WHAT YOU SHOULD DO –
Find the lines below in which the string "pytket" occurs. Copy each one.

Stored items
━━━━━━━━━━━━━━━━━━━━
PR #407, opened 2024-06-12
feat: guppy → pytket conversion

aborgna-q:
Adds support for converting **flat** **pure** functions defined in guppy into pytket circuits. See the eexample in `test_guppy.py`.

This required a hacky addition to `Circuit::extract_dfg` to remove unary unit sums in the output of the dataflow blocks generated by guppy.
We should be able to replace this with cfg inlining once that's implemented.


tket2-py/test/test_guppy.py
```diff
@@ -9,8 +10,46 @@
...
+    module = GuppyModule("test")
+    module.load(quantum)
+
+    @guppy(module)
+    @no_type_check
+    def my_func(
+        q0: qubit,
+        q1: qubit,
+    ) -> tuple[qubit, qubit]:  # pragma: no cover
+        q0 = phased_x(q0, py(math.pi / 2), py(-math.pi / 2))
```
ss2165, line 26: tket1 has angles in fractions of pi, are these angles converted correctly?

tket2-py/test/test_guppy.py
```diff
@@ -9,8 +10,46 @@
...
+        q0 = rz(q0, py(math.pi))
+        q1 = rz(q1, py(math.pi))
+        return (q0, q1)
+
+    # Compile the module
+    hugr = module.compile()
+    json = hugr.to_raw().to_json()
+
+    # Load it from the JSON string
+    circ = Tk2Circuit.from_guppy_json(json, "my_func")
```
ss2165, line 40: these three lines probably belong in a function, in _circuit.py orsomething

ss2165 (commented):
Looks good, just a couple of questions. Mainly worried the angles will lead to confusing examples for other people.

tket2-py/test/test_guppy.py
aborgna-q: There's a couple reasons for keeping this explicit for the moment:

Without https://github.com/CQCL/guppylang/issues/246, we need to keep an explicit reference to the hugr if we want to create multiple circuits from the same module.
Once that's published we'll be able to create functions from the function definition itself;
```python
from_guppy(my_func: guppy.Definition) -> Tk2Circuit
```

But more importantly, `tket2` only has a _dev-dependency_ on guppy.
To avoid cyclic dependencies, we cannot expose `from_guppy` in the library API.
In the future I imagine guppy may import tket2 and expose `to_circuit` methods on modules and functions.

tket2-py/test/test_guppy.py
aborgna-q: Good catch. That was missing in the encoder/decoder.

Now we translate between radians and half-turns when converting hugrs to pytket circuits.

tket2/src/serialize/pytket/tests.rs
```diff
@@ -108,8 +108,8 @@ fn circ_add_angles_constants() -> Circuit {
 
     let qb = h.input_wires().next().unwrap();
 
-    let point2 = h.add_load_value(ConstF64::new(0.2));
-    let point3 = h.add_load_value(ConstF64::new(0.3));
+    let point2 = h.add_load_value(ConstF64::new(0.2 * std::f64::consts::PI));
+    let point3 = h.add_load_value(ConstF64::new(0.3 * std::f64::consts::PI));
```
aborgna-q, line 112: I'm surprised this doesn't cause precision errors.
The parameter still gets encoded as "0.2 + 0.3" in the test below.

tket2-py/test/test_guppy.py
aborgna-q: I added a utility functions for testing, but we won't be able to expose it in the tket2 api.

ss2165: makes sense, thanks for the explanation

Issue #44, opened 2023-07-25
Decode TKET1 boxes


aborgna-q:

aborgna-q:
Blocked by https://github.com/CQCL/tket2/issues/308

PR #430, opened 2024-06-25
feat: Add almost all missing pure quantum ops from pytket to `Tk2Op`

### LINKED ISSUE #428: Define missing pure operations from pytket as `Tk2Op`s

aborgna-q:
Adds most of the pure gates from https://docs.rs/tket-json-rs/latest/tket_json_rs/optype/enum.OpType.html.

This is still missing some ops:
- Gates with n-qubit controls. That requires computing the signature dynamically, I'll add an issue for it.
- `Barrier`. Related to the previous point.
- Global `Phase`. I'm not sure if we want an explicit gate for it? We should discuss it first.
- `PhaseGadget`. It's defined in tket-json-rs, but it doesn't appear in the pytket documentation?
- Boxes. That needs explicit support (#44)

I added docstrings, but they are missing the unitary definition. We need to add latex rendering to our rustdocs for that (I'll add an issue).

I filled some commutation properties in `Tk2Op::qubit_commutation`, but I'm sure its missing some more.

Closes #428


ss2165:
I'm not sure we want to do this....I wanted to keep the core opset small and rebase in/out as necessary. 

Most of these ops are only relevant to certain passes.

tket2-py/tket2/ops.py
```diff
@@ -6,27 +6,69 @@
...
     Sdg = auto()
-    ZZMax = auto()
-    Measure = auto()
-    RzF64 = auto()
+    SX = auto()
+    SXdg = auto()
+    V = auto()
+    Vdg = auto()
     RxF64 = auto()
+    RyF64 = auto()
```
cqc-alec, line 22: This is not related to this PR, but I wonder why we added the "F64" suffix to Rx, Ry and Rz, but not to other operations that have angle parameters (e.g. U1).

(I actually prefer without, for conciseness.)

tket2/src/ops.rs
```diff
@@ -39,31 +39,197 @@ use crate::extension::REGISTRY;
...
+    Vdg,
+    /// X rotation with an angle parameter in half-turns
     RxF64,
+    /// Y rotation with an angle parameter in half-turns
+    RyF64,
+    /// Z rotation with an angle parameter in half-turns
+    RzF64,
+    /// TK1 gate
+    ///
+    /// TK1(α, β, γ) = Rz(α) Rx(β) Rz(γ)
```
cqc-alec, line 83:
```suggestion
    /// TK1(α, β, γ) = RzF64(α) RxF64(β) RzF64(γ)
```

tket2/src/ops.rs
```diff
@@ -39,31 +39,197 @@ use crate::extension::REGISTRY;
...
+    ///
+    /// See [Tk2Op::U3]
+    CU3,
+    /// GPi gate
+    GPI,
+    /// GPi2 gate
+    GPI2,
+
+    // Other multi-qubit gates
+    /// ZZPhase gate, with a parameter in half-turns
```
cqc-alec, line 158:
```suggestion
    /// XXPhase gate, with a parameter in half-turns
```

tket2/src/ops.rs
```diff
@@ -39,31 +39,197 @@ use crate::extension::REGISTRY;
...
+    XXPhase,
+    /// ZZPhase gate, with a parameter in half-turns
```
cqc-alec, line 160:
```suggestion
    /// YYPhase gate, with a parameter in half-turns
```

tket2/src/ops.rs
```diff
@@ -39,31 +39,197 @@ use crate::extension::REGISTRY;
...
+
+    Barrier,
+    /// N-qubit controlled X gate
+    CnX,
+    /// N-qubit controlled Y gate
+    CnY,
+    /// N-qubit controlled Z gate
+    CnZ,
+    /// N-qubit controlled Ry gate
+    CnRy,
```
cqc-alec, line 229: CnRx and CnRz exist now too.

cqc-alec (approved):

tket2-py/tket2/ops.py
aborgna-q: Yes, I was going to propose dropping the suffix in another PR

ss2165:
don't care too much about symmetry, zzphase is a native gate on H-series so convenient to add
━━━━━━━━━━━━━━━━━━━━
WRITTEN RESPONSE –
feat: guppy → pytket conversion
Adds support for converting **flat** **pure** functions defined in guppy into pytket circuits. See the eexample in `test_guppy.py`.
Now we translate between radians and half-turns when converting hugrs to pytket circuits.
tket2/src/serialize/pytket/tests.rs
feat: Add almost all missing pure quantum ops from pytket to `Tk2Op`
### LINKED ISSUE #428: Define missing pure operations from pytket as `Tk2Op`s
- `PhaseGadget`. It's defined in tket-json-rs, but it doesn't appear in the pytket documentation?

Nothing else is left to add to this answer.